# Aim of the exercise:
Exact copies of all records below are needed.

# Extracted information:
PR #423, opened 2024-03-28
Implemented Address Computer

popenta:
Implemented the `AddressComputer` class according to the [sdk-specs](https://github.com/multiversx/mx-sdk-specs/blob/main/core/address.md#addresscomputer).

### DIFF
--- a/src/address.spec.ts
+++ b/src/address.spec.ts
@@ -1,5 +1,5 @@
 import { assert } from "chai";
-import { Address } from "./address";
+import { Address, AddressComputer } from "./address";
 import * as errors from "./errors";
 
 describe("test address", () => {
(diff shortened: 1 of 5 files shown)


src/smartcontracts/transactionPayloadBuilders.ts
```diff
@@ -1,11 +1,10 @@
+import { WasmVirtualMachine } from "../constants";
```
andreibancioiu, line 1: Should be fine, we can consider that this isn't a breaking change.

src/address.ts
```diff
@@ -259,3 +268,70 @@ export class Address {
...
 }
+
+export class AddressComputer {
+    private readonly numberOfShardsWithoutMeta: number;
+
+    constructor(numberOfShardsWithoutMeta?: number) {
+        this.numberOfShardsWithoutMeta = numberOfShardsWithoutMeta || CURRENT_NUMBER_OF_SHARDS_WITHOUT_META;
+    }
+
+    computeContractAddress(deployer: IAddress, deploymentNonce: bigint): Address {
```
andreibancioiu, line 279: Let's call this implementation from `smartContract.ts`.

src/address.ts
```diff
@@ -259,3 +268,70 @@ export class Address {
...
+        let initialPadding = Buffer.alloc(8, 0);
```
andreibancioiu, line 280: `const` where possible. Here, and below.

src/address.ts
```diff
@@ -259,3 +268,70 @@ export class Address {
...
+
+        let address = new Address(addressBytes);
+        return address;
+    }
+
+    getShardOfAddress(address: IAddress): number {
+        return this.getShardOfPubkey(address.getPublicKey(), this.numberOfShardsWithoutMeta);
+    }
+
+    private getShardOfPubkey(pubkey: Uint8Array, numberOfShards: number): number {
```
andreibancioiu, line 302: For review, linking to the Go and PY implementations:
 - https://github.com/multiversx/mx-chain-core-go/blob/main/core/sharding/multiShardCoordinator.go#L52
 - https://github.com/multiversx/mx-sdk-py-core/blob/main/multiversx_sdk_core/address.py#L141

This works for 1, 2, 3 and 4 shards. But will fail for more. See the Go implementation. For the moment, we can keep the PY and JS implementations as they are, but we should fix them in the future.

src/address.spec.ts
```diff
@@ -67,4 +67,33 @@ describe("test address", () => {
...
+        const addressComputer = new AddressComputer();
+        const deployer = Address.fromBech32("erd1j0hxzs7dcyxw08c4k2nv9tfcaxmqy8rj59meq505w92064x0h40qcxh3ap");
+
+        let contractAddress = addressComputer.computeContractAddress(deployer, 0n);
+        assert.equal(contractAddress.toHex(), "00000000000000000500bb652200ed1f994200ab6699462cab4b1af7b11ebd5e");
+        assert.equal(contractAddress.toBech32(), "erd1qqqqqqqqqqqqqpgqhdjjyq8dr7v5yq9tv6v5vt9tfvd00vg7h40q6779zn");
+
+        contractAddress = addressComputer.computeContractAddress(deployer, 1n);
+        assert.equal(contractAddress.toHex(), "000000000000000005006e4f90488e27342f9a46e1809452c85ee7186566bd5e");
+        assert.equal(contractAddress.toBech32(), "erd1qqqqqqqqqqqqqpgqde8eqjywyu6zlxjxuxqfg5kgtmn3setxh40qen8egy");
```
andreibancioiu, line 81: :+1: 

For reviewers: https://github.com/multiversx/mx-sdk-py-core/blob/main/multiversx_sdk_core/address_test.py

src/address.ts
popenta: Will replicate the Go implementation in the future.

src/smartcontracts/transactionPayloadBuilders.ts
popenta: I don't see why this could be breaking.

src/address.ts
popenta: Done!

src/address.ts
popenta: Done!

src/smartcontracts/smartContract.ts
```diff
@@ -259,26 +256,8 @@ export class SmartContract implements ISmartContract {
...
-        let addressBytes = Buffer.concat([
-            initialPadding,
-            vmTypeBytes,
-            hash.slice(10, 30),
-            shardSelector
-        ]);
-
-        let address = new Address(addressBytes);
-        return address;
+        const deployer = new Address(owner.bech32());
```
andreibancioiu, line 259: Could have used the new approach, `Address.fromBech32()`.

andreibancioiu (approved):

src/smartcontracts/smartContract.ts
popenta: indeed.

src/smartcontracts/transactionPayloadBuilders.ts
andreibancioiu: Being a publicly exported element, a movement can affect clients that use fully qualified imports (in this context, we can simply think of this as a non-breaking change, though).

andreibancioiu (approved):

danielailie (approved):

PR #432, opened 2024-04-05
add method to compute bytes for verifying transaction signature

popenta:


src/transaction.spec.ts
```diff
@@ -696,4 +697,60 @@ describe("test transaction", async () => {
         assert.equal(transaction.version, 2);
         assert.equal(transaction.options, 3);
     });
+
+    it("should compute bytes to verify transaction signature", async () => {
+        let transaction = new Transaction({
+            sender: wallets.alice.address.toBech32(),
```
andreibancioiu, line 703: For the sake of the examples, we can also add a transaction nonce - here and below.

andreibancioiu (approved):

src/transaction.spec.ts
popenta: added

andreibancioiu (approved):

bogdan-rosianu (approved):

PR #434, opened 2024-04-11
Added signer for the Message class

popenta:
Related to:
 - https://github.com/multiversx/mx-sdk-specs/pull/63

### DIFF
--- a/src/constants.ts
+++ b/src/constants.ts
@@ -23,3 +23,4 @@ export const CURRENT_NUMBER_OF_SHARDS_WITHOUT_META = 3;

# Exercise output:
PR #423, opened 2024-03-28
Implemented Address Computer

popenta:
Implemented the `AddressComputer` class according to the [sdk-specs](https://github.com/multiversx/mx-sdk-specs/blob/main/core/address.md#addresscomputer).

### DIFF
--- a/src/address.spec.ts
+++ b/src/address.spec.ts
@@ -1,5 +1,5 @@
 import { assert } from "chai";
-import { Address } from "./address";
+import { Address, AddressComputer } from "./address";
 import * as errors from "./errors";
 
 describe("test address", () => {
(diff shortened: 1 of 5 files shown)


src/smartcontracts/transactionPayloadBuilders.ts
```diff
@@ -1,11 +1,10 @@
+import { WasmVirtualMachine } from "../constants";
```
andreibancioiu, line 1: Should be fine, we can consider that this isn't a breaking change.

src/address.ts
```diff
@@ -259,3 +268,70 @@ export class Address {
...
 }
+
+export class AddressComputer {
+    private readonly numberOfShardsWithoutMeta: number;
+
+    constructor(numberOfShardsWithoutMeta?: number) {
+        this.numberOfShardsWithoutMeta = numberOfShardsWithoutMeta || CURRENT_NUMBER_OF_SHARDS_WITHOUT_META;
+    }
+
+    computeContractAddress(deployer: IAddress, deploymentNonce: bigint): Address {
```
andreibancioiu, line 279: Let's call this implementation from `smartContract.ts`.

src/address.ts
```diff
@@ -259,3 +268,70 @@ export class Address {
...
+        let initialPadding = Buffer.alloc(8, 0);
```
andreibancioiu, line 280: `const` where possible. Here, and below.

src/address.ts
```diff
@@ -259,3 +268,70 @@ export class Address {
...
+
+        let address = new Address(addressBytes);
+        return address;
+    }
+
+    getShardOfAddress(address: IAddress): number {
+        return this.getShardOfPubkey(address.getPublicKey(), this.numberOfShardsWithoutMeta);
+    }
+
+    private getShardOfPubkey(pubkey: Uint8Array, numberOfShards: number): number {
```
andreibancioiu, line 302: For review, linking to the Go and PY implementations:
 - https://github.com/multiversx/mx-chain-core-go/blob/main/core/sharding/multiShardCoordinator.go#L52
 - https://github.com/multiversx/mx-sdk-py-core/blob/main/multiversx_sdk_core/address.py#L141

This works for 1, 2, 3 and 4 shards. But will fail for more. See the Go implementation. For the moment, we can keep the PY and JS implementations as they are, but we should fix them in the future.

src/address.spec.ts
```diff
@@ -67,4 +67,33 @@ describe("test address", () => {
...
+        const addressComputer = new AddressComputer();
+        const deployer = Address.fromBech32("erd1j0hxzs7dcyxw08c4k2nv9tfcaxmqy8rj59meq505w92064x0h40qcxh3ap");
+
+        let contractAddress = addressComputer.computeContractAddress(deployer, 0n);
+        assert.equal(contractAddress.toHex(), "00000000000000000500bb652200ed1f994200ab6699462cab4b1af7b11ebd5e");
+        assert.equal(contractAddress.toBech32(), "erd1qqqqqqqqqqqqqpgqhdjjyq8dr7v5yq9tv6v5vt9tfvd00vg7h40q6779zn");
+
+        contractAddress = addressComputer.computeContractAddress(deployer, 1n);
+        assert.equal(contractAddress.toHex(), "000000000000000005006e4f90488e27342f9a46e1809452c85ee7186566bd5e");
+        assert.equal(contractAddress.toBech32(), "erd1qqqqqqqqqqqqqpgqde8eqjywyu6zlxjxuxqfg5kgtmn3setxh40qen8egy");
```
andreibancioiu, line 81: :+1: 

For reviewers: https://github.com/multiversx/mx-sdk-py-core/blob/main/multiversx_sdk_core/address_test.py

src/address.ts
popenta: Will replicate the Go implementation in the future.

src/smartcontracts/transactionPayloadBuilders.ts
popenta: I don't see why this could be breaking.

src/address.ts
popenta: Done!

src/address.ts
popenta: Done!

src/smartcontracts/smartContract.ts
```diff
@@ -259,26 +256,8 @@ export class SmartContract implements ISmartContract {
...
-        let addressBytes = Buffer.concat([
-            initialPadding,
-            vmTypeBytes,
-            hash.slice(10, 30),
-            shardSelector
-        ]);
-
-        let address = new Address(addressBytes);
-        return address;
+        const deployer = new Address(owner.bech32());
```
andreibancioiu, line 259: Could have used the new approach, `Address.fromBech32()`.

andreibancioiu (approved):

src/smartcontracts/smartContract.ts
popenta: indeed.

src/smartcontracts/transactionPayloadBuilders.ts
andreibancioiu: Being a publicly exported element, a movement can affect clients that use fully qualified imports (in this context, we can simply think of this as a non-breaking change, though).

andreibancioiu (approved):

danielailie (approved):

PR #432, opened 2024-04-05
add method to compute bytes for verifying transaction signature

popenta:


src/transaction.spec.ts
```diff
@@ -696,4 +697,60 @@ describe("test transaction", async () => {
         assert.equal(transaction.version, 2);
         assert.equal(transaction.options, 3);
     });
+
+    it("should compute bytes to verify transaction signature", async () => {
+        let transaction = new Transaction({
+            sender: wallets.alice.address.toBech32(),
```
andreibancioiu, line 703: For the sake of the examples, we can also add a transaction nonce - here and below.

andreibancioiu (approved):

src/transaction.spec.ts
popenta: added

andreibancioiu (approved):

bogdan-rosianu (approved):

PR #434, opened 2024-04-11
Added signer for the Message class

popenta:
Related to:
 - https://github.com/multiversx/mx-sdk-specs/pull/63

### DIFF
--- a/src/constants.ts
+++ b/src/constants.ts
@@ -23,3 +23,4 @@ export const CURRENT_NUMBER_OF_SHARDS_WITHOUT_META = 3;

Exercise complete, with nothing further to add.